- Official release poster
- Directed by: Darryl Yap
- Written by: Darryl Yap
- Starring: Alma Moreno; Rosanna Roces; Ara Mina; Maui Taylor;
- Cinematography: Rain Yamson II
- Edited by: Vincent Asis
- Production companies: Viva Films; VinCentiments;
- Distributed by: Vivamax
- Release date: January 29, 2021;
- Running time: 92 minutes
- Country: Philippines
- Language: Filipino

= Paglaki Ko, Gusto Kong Maging Pornstar =

2021 Philippine sex comedy-drama film by Darryl Yap

Paglaki Ko, Gusto Kong Maging Pornstar is a 2021 Philippine comedy-drama film starring Alma Moreno, Rosanna Roces, Ara Mina and Maui Taylor. The film was written and directed by Darryl Yap and edited by Vincent Asis. It premiered on January 29, 2021, through Vivamax.

This is the second film written and directed by Darryl Yap for Viva Films, after his feature-length debut #Jowable (2019) became a success.

== Plot ==
A group of former porn stars gathered to teach aspiring teen actress to be a porn star and will receive cash each if the actress will be launched.

== Cast ==

- Alma Moreno as Alma
- Rosanna Roces as Osang
- Ara Mina as Ara
- Maui Taylor as Maui
- AJ Raval as Twinkle
- Ana Jalandoni as Agatha
- Rose Van Ginkel as Sofia
- Kianna Milla as young Twinkle
- Billy Jake Cortez
- Loren Mariñas
- Clifford Pusing
- Henry Villanueva

== Production and release ==
Yap said that they started to shoot in early August and he also added that film scenes were taken in Subic and Olongapo for two weeks while implementing Alert Rules in the National Capital Region because of the COVID-19 pandemic. The film was premiered on January 29, 2021, on Vivamax. This will serve as Daryl Yap's second movie project on Viva Films.

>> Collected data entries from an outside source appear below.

PR #2381, opened 2019-07-22
Numpy transforms for dataset

Ankit-Dhankhar:
I have a doubt about https://github.com/OpenMined/PySyft/blob/9965dad87b0a38d221fe3923d55f2284bf00381f/syft/frameworks/torch/federated/dataset.py#L53 
and 
https://github.com/OpenMined/PySyft/blob/9965dad87b0a38d221fe3923d55f2284bf00381f/syft/frameworks/torch/federated/dataset.py#L49
why there are two ways of applying transform while second one prevalent?


Ankit-Dhankhar:
Test cases are passing on local machine but failing at travis. What can be the problem and how should I resolve this?

syft/frameworks/torch/federated/dataset.py
```diff
@@ -60,14 +61,9 @@ def transform(self, transform):
         """
 
         # Transforms cannot be applied to Pointer  , Fixed Precision or Float Precision tensors.
-        if type(self.data) == torch.Tensor:
```
kamathhrishi: I would prefer to keep it this way with an additional elif statement for checking numpy type and applying the transform. Since using datatypes we haven't explicitly tested could lead to untraceble errors. 

So
`if type(self.data) == torch.Tensor:
        self.data = transform(self.data)
  else type(self.data)==<the numpy format>:
        self.data=transform(self.data)
   else:
         raise TypeError("Transforms can be applied only on torch tensors")
 `

syft/frameworks/torch/federated/dataset.py
```diff
@@ -60,14 +61,9 @@ def transform(self, transform):
...
-
+        if transform is not None:
             self.data = transform(self.data)
 
-        else:
```
kamathhrishi: In accordance to above comment keep this.

kamathhrishi:
Also write a test case to ensure Numpy transform works well.

midokura-silvia:
Concerning the failing unit test: The one failing test contains some randomness that can make it fail from time to time. If it does not fail repeatedly, I wouldn't worry.

kamathhrishi:
@midokura-silvia I think it's a good idea to make the tests deterministic as much as possible ? Travis needs to fail only when the intended changes made in a pr have a effect on the codebase. Randomized test make it harder to debug.

robert-wagner:
> Concerning the failing unit test: The one failing test contains some randomness that can make it fail from time to time. If it does not fail repeatedly, I wouldn't worry.

With that in mind we should make the test deterministic

midokura-silvia:
Feel free to fix the seeds for the random number generation in pytorch. But this would be a separate pull request. Another option would be to make sure that the dataset is so easy and the hyperparameters are well-chosen such that the training can't fail/get stuck.

syft/frameworks/torch/federated/dataset.py
Ankit-Dhankhar: Then how would be differentiate between transforms, one way is to apply transforms independent of datatype if is either torch.tensor or numpy array. e.g
```
if type(self.data) == torch.Tensor or type(self.data) == numpy.ndarray:
    self.data = transform(self.data)
else: raise TypeError("Transforms can be applied only on torch tensors or numpy array")
```

Ankit-Dhankhar:
I was implementing test cases, but I am facing implementation conflict as self data is required to be tensor (as per the requirement of fix_prec function). I don't know how to proceed further, please guide.

jvmancuso:
@robert-wagner @midokura-silvia, has anyone addressed the issue holding up @Ankit-Dhankhar here?

syft/frameworks/torch/federated/dataset.py
```diff
@@ -60,13 +61,13 @@ def transform(self, transform):
...
-
+        if transform is not None:
+            if type(self.data) == torch.Tensor or type(self.data) == numpy.ndarry:
+                self.data = transform(self.data)
+            else:
+                raise TypeError("Transforms can be applied only on torch tensors or numpy array")
         else:
-
-            raise TypeError("Transforms can be applied only on torch tensors")
+            raise TypeError("Transform cann't be None")
```
murarugeorgec: TYPO: ```cann't``` --> ```can't```

iamtrask:
> I was implementing test cases, but I am facing implementation conflict as self data is required to be tensor (as per the requirement of fix_prec function). I don't know how to proceed further, please guide.

Looks like this PR is blocked until we hook numpy and potentially even integrate it with FixedPrecisionTensor?

iamtrask:
Closing due to inactivity.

The Movie and Television Review and Classification Board (MTRCB) gave a rating of X, the first film to be issued the said rating since the controversial 2006 film To Live for the Masses, meaning this film is prohibited to be shown to the general public.

GMA Network acquired the rights to air the film for television release in 2023, with a sanitized version of the movie retitled as "Sexy Star".

==Sequel==

A sequel titled Pornstar 2: Pangalawang Putok has been announced and was released on December 3, 2021, on Vivamax.